Properties on the prototype chain can shadow each other.

Class-oriented coding mandates parent classes and child classes which method names that are the same. Child classes are able to override an abstract parent class.

But here we see this is not how JavaScript works. Kyle calls the following line explicit polymorphism:

Foo.prototype.identify.call(this)

It’s a long-winded way to achieve relative polymorphism (Kyle calls it “crazy crappy syntax”) but if adherence to the class design pattern was our priority, this is what we would need to do.

Conversely, if we use different method names, our JavaScript code can be a lot more elegant.

Kyle calls the next code sample “super unicorn magic”

SuperUnicorn

function Foo(who) {
this.me = who;
}

Foo.prototype.identify = function() {
return “I am ” + this.me;
};

Foo.prototype.speak = function() {
alert(“Hello, ” +
this.identify() + // super unicorn magic
“.”);
};

var a1 = new Foo(“a1”);
a1.speak(); // alerts: “Hello, I am a1.”

Why is this magic?
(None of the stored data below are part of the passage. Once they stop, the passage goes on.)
Issue #7724, opened 2019-10-16
Refactor all member access to go through checkmember.py (meta issue)


ilevkivskyi:
There are bunch of places where we duplicate some parts of code for special logic in member access (such as properties, class methods, descriptors, `__getattr__()`, etc):
* The `checkmember.py` itself
* Override checks for variables
* Override checks for methods
* Multiple inheritance checks
* Checks for special methods via `check_op()` and `has_member()`
* Protocol implementation check

Here are some issues that will be solved (or significantly simplified) by refactoring this to go through the same place (probably `checkmember.py`):
* https://github.com/python/mypy/issues/4125
* https://github.com/python/mypy/issues/5425
* https://github.com/python/mypy/issues/5136
* https://github.com/python/mypy/issues/3832
* https://github.com/python/mypy/issues/7565
* https://github.com/python/mypy/issues/7153
* https://github.com/python/mypy/issues/5836
* https://github.com/python/mypy/issues/5803
* https://github.com/python/mypy/issues/5491

Also I think having member access cleaned-up, centralized, and documented will open the way to finally solving https://github.com/python/mypy/issues/708 (currently the oldest high priority issue), and to having general support for descriptor protocol (for historical reasons, several things like properties are supported via some special-casing).

sobolevn:
Plugin management is also really important here, because right now protocols do not support objects with custom `get_attribute_hook` / `get_method_sig_hook` items. Quick example:

```python
# ex.py
class A(object):
    attr: str  # is set via plugin

    def method(self) -> str:  # is set via plugin
        ...

a = A()
reveal_type(a.attr)
# Revealed type is "builtins.float"
reveal_type(a.method())
# Revealed type is "builtins.int"
```

Plugin:

```python
from mypy.plugin import Plugin

class MyPlugin(Plugin):
    def get_attribute_hook(self, fullname):
        if fullname == 'ex.A.attr':
            def test(ctx):
                return ctx.api.named_type('builtins.float')
            return test
    def get_method_signature_hook(
        self,
        fullname: str,
    ) -> Optional[Callable[[MethodSigContext], CallableType]]:
        """Here we fix the calling method types to accept only valid types."""
        if fullname == 'ex.A.method':
            def test(ctx):
                return ctx.default_signature.copy_modified(
                    ret_type=ctx.api.named_type('builtins.int'),
                )
            return test
```

sobolevn:
[...]

PR #8030, opened 2019-11-28
Apply generic class fix also to non-callable types

ilevkivskyi:
This is a follow up for https://github.com/python/mypy/pull/8021, that applies the fix also to non-callable types. Currently non-callable types are still wrong:
```python
R = TypeVar('R')
T = TypeVar('T')
# Can be any decorator that makes type non-callable.
def classproperty(f: Callable[..., R]) -> R: ...

class C(Generic[T]):
    @classproperty
    def test(self) -> T: ...

x: C[int]
y: Type[C[int]]
reveal_type(x.test)  # Revealed type is 'int', OK
reveal_type(y.test)  # Revealed type is 'T' ???
```

So, https://github.com/python/mypy/issues/7724 strikes again. It turns out there is not only duplicated logic for attribute kinds (decorators vs normal methods), but also for callable vs non-callable types. In latter case we still need to expand the type (like in other places, e.g., `analyze_var`).

### DIFF
--- a/mypy/checkmember.py
+++ b/mypy/checkmember.py
@@ -855,7 +855,9 @@ def add_class_tvars(t: ProperType, itype: Instance, isuper: Optional[Instance],
                                                               builtin_type, original_type,
                                                               original_vars=original_vars))
                            for item in t.items()])
-    return expand_type_by_instance(t, isuper)
+    if isuper is not None:
+        t = cast(ProperType, expand_type_by_instance(t, isuper))
+    return t
 
 
 def type_object_type(info: TypeInfo, builtin_type: Callable[[str], Instance]) -> ProperType:
--- a/mypy/checkmember.py
+++ b/mypy/checkmember.py
@@ -823,13 +823,13 @@ def add_class_tvars(t: ProperType, isuper: Optional[Instance],
     B.foo()
 
     Args:
-        t: Declared type of the method (or property);
+        t: Declared type of the method (or property)
         isuper: Current instance mapped to the superclass where method was defined, this
-            is usually done by map_instance_to_supertype();
-        is_classmethod: True if this method is decorated with @classmethod;
+            is usually done by map_instance_to_supertype()
+        is_classmethod: True if this method is decorated with @classmethod
         original_type: The value of the type B in the expression B.foo() or the corresponding
-            component in case of a union (this is used to bind the self-types);
-        original_vars: Type variables of the class callable on which the method was accessed.
+            component in case of a union (this is used to bind the self-types)
+        original_vars: Type variables of the class callable on which the method was accessed
     Returns:
         Expanded method type with added type variables (when needed).
     """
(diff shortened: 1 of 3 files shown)


mypy/checkmember.py
```diff
@@ -855,6 +855,8 @@ class B(A[str]): pass
                                                               builtin_type, original_type,
                                                               original_vars=original_vars))
                            for item in t.items()])
+    if isuper is not None:
+        t = cast(ProperType, expand_type_by_instance(t, isuper))
```
JukkaL: It would be nice to have a comment here, or maybe add a case to the above comment where the type is not callable.

Also, I have trouble convincing myself how we can be sure that the type arguments from `isuper` can always be applied to `t`. Maybe explain this is briefly (in the above comment perhaps, since this doesn't seem specific to this case).

test-data/unit/check-generics.test
```diff
@@ -2337,3 +2337,50 @@ class Test():
...
+U = TypeVar('U')
+
+def classproperty(f: Callable[..., U]) -> U: ...
+
+class C(Generic[T]):
+    @classproperty
+    def test(self) -> T: ...
+
+class D(C[str]): ...
+class G(C[List[T]]): ...
```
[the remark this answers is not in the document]
ilevkivskyi: I can add few more tests, but essentially this will be testing `map_instance_to_supertype()` which is already quite well tested.

mypy/checkmember.py
ilevkivskyi: > Also, I have trouble convincing myself how we can be sure that the type arguments from `isuper` can always be applied to `t`.

I actually have trouble understanding how this can _not_ work :-) My guess is confusion comes from missing docstring entry for `isuper`, which is current instance mapped to the method definition superclass. I was also thinking about an assert, but this would be probably too much.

When we call a1.speak, the speak method gets called through the delegation on Foo.prototype, and in this function we have this.identify.

The this keyword is bound to a1, so this.identify means a1.identify.

a1 doesn’t have an identify method, but it still works.

It moves up the prototype chain to find the identify method.

That was a lot of technical information. What can we learn from it?

We don’t need to do the ugly shadowing method that we saw earlier. JavaScript works better if we don’t try to use it like a class-oriented language. And this is because JavaScript doesn’t use copy mechanisms, it uses prototype linkage behavior delegation.

Metaphors for Lexical Scope and Dynamic Scope

We see the buildings metaphor diagram again. The building on the right hand side representing “dynamic scope” means the this keyword plus prototype.

If the this keyword tells us to use the “dynamic scope” building, then prototype is our navigation tool once we are inside that building. For example: a1.identify

  1. identify isn’t found on a1
  2. traverses up a level using the prototype “elevator”
  3. if it fails to find identify, it keeps going up until it reaches…
  4. object prototype

Whereas global scope is the top of our lexical scope building metaphor, object prototype is the top of the dynamic scope building metaphor.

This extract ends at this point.